**MATERIAL SUPPLIED:**
··········

PR #492, opened 2022-01-11
data-protocols: evaluate ids.webhook.address at startup and not lazily

ndr-brt:
The `ids.webhook.address` should be evaluated and verified on the initialization phase, this will avoid unexpected errors on execution.

### DIFF
--- a/data-protocols/ids/ids-api-multipart-dispatcher-v1/src/main/java/org/eclipse/dataspaceconnector/ids/api/multipart/dispatcher/IdsMultipartDispatcherServiceExtension.java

··········

Set aside each line above that includes the string "webhook" and report it.

**TASK ANSWER:**
data-protocols: evaluate ids.webhook.address at startup and not lazily
The `ids.webhook.address` should be evaluated and verified on the initialization phase, this will avoid unexpected errors on execution.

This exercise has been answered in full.